Text Encrypt / Decrypt

AES-encrypt text with a password.

Everything runs locally. Your text and password never leave your browser — nothing is uploaded. There is no password recovery, so if you forget the password the encrypted text cannot be recovered.

Encrypt and decrypt text with a password

This free text encryption tool scrambles your message with AES-256-GCM, one of the strongest and most widely trusted encryption standards. Your password is stretched into a 256-bit key using PBKDF2 with 100,000 iterations of SHA-256, so only someone with the exact password can read the result. It is ideal for protecting private notes, API keys, recovery phrases, and any sensitive text you need to store or send. Everything happens in your browser using the built-in Web Crypto API — no text and no password are ever uploaded.

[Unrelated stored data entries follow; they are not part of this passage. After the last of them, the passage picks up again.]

PR #816, opened 2019-03-12
WIP: React ui components

atlain:
Added antd dependency and initial versions of some of the new components

### DIFF
--- a/bundles/admin/admin-layereditor/components/Button.jsx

How to encrypt or decrypt text

  1. Choose Encrypt to protect text, or Decrypt to recover it.
  2. Type or paste your text into the input box.
  3. Enter a strong password — use Show to check what you typed.
  4. Click Process to run the encryption or decryption locally.
  5. Use Copy output to grab the result, then store your password safely.

Why the password matters

The security of your message depends almost entirely on your password. A long, unique passphrase is dramatically harder to guess than a short or common word, so consider generating one with the password generator. Because there is no recovery option, save the password somewhere secure before you close the page — without it, the ciphertext is unrecoverable by design.

Encoding, hashing, and encryption

Encryption is reversible with the right key, which makes it different from hashing. If you only need a one-way fingerprint or checksum of your data rather than something you can decrypt, reach for the hash generator instead. Use encryption when you need to hide text and later read it back, and hashing when you need to verify integrity without ever recovering the original.

Frequently asked questions

How does password-based text encryption work here?

When you encrypt, the tool generates a random 16-byte salt and a random 12-byte initialization vector, then derives a 256-bit key from your password using PBKDF2 with 100,000 rounds of SHA-256. Your text is encrypted with AES-256-GCM, and the result is the Base64 of the salt, IV, and ciphertext joined together. To decrypt, paste that Base64 back in with the same password.

Is my text or password sent to a server?

No. Everything runs locally in your browser using the built-in Web Crypto API. Your text, your password, and the encrypted result never leave your device — nothing is uploaded, logged, or stored. That makes it safe for private notes, keys, and other sensitive strings.

What happens if I forget the password?

There is no password recovery and no backdoor. AES-256-GCM with a PBKDF2-derived key means the only way to decrypt is with the exact password used to encrypt. If you lose or mistype the password, the ciphertext cannot be recovered, so store your password somewhere safe.

Why does decryption fail with valid-looking text?

Decryption fails if the password is wrong, or if the encrypted text was altered, truncated, or copied incompletely. AES-GCM verifies integrity, so even a single changed character causes it to reject the data. Re-copy the full encrypted string and double-check the password, then try again.

How strong is AES-256-GCM?

AES-256-GCM is a modern, authenticated encryption standard trusted for protecting sensitive data. It provides both confidentiality and tamper-detection. The real-world strength depends heavily on your password — a long, unique passphrase is far harder to guess than a short common word.

Can I share encrypted text safely?

You can send the encrypted Base64 over any channel, since it reveals nothing without the password. Share the password separately through a different, trusted channel — never in the same message as the ciphertext.